■ Exercise instructions ■
All lines below containing the string "item" are to be copied.
*** Exercise input ***
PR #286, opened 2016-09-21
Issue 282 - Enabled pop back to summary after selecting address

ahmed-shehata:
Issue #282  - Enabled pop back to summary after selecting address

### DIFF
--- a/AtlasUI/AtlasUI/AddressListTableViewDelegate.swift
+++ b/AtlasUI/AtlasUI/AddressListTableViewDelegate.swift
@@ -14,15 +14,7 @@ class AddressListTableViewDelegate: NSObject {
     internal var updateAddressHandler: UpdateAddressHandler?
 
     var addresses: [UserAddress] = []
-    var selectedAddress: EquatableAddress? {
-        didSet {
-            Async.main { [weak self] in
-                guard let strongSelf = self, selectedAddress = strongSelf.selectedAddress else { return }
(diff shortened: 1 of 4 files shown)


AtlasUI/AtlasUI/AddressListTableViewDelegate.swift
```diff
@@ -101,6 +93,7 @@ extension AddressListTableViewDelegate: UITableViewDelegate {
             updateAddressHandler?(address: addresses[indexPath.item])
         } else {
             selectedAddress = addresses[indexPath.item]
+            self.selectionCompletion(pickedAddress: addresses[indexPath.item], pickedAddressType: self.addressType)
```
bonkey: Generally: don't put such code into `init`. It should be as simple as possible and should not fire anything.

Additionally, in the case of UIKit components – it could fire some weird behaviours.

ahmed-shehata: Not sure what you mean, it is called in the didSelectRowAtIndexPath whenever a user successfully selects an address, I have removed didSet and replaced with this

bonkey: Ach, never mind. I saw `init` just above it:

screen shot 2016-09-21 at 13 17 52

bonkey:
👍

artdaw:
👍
*** End of Exercise input ***
■ Written solution ■
             updateAddressHandler?(address: addresses[indexPath.item])
             selectedAddress = addresses[indexPath.item]
+            self.selectionCompletion(pickedAddress: addresses[indexPath.item], pickedAddressType: self.addressType)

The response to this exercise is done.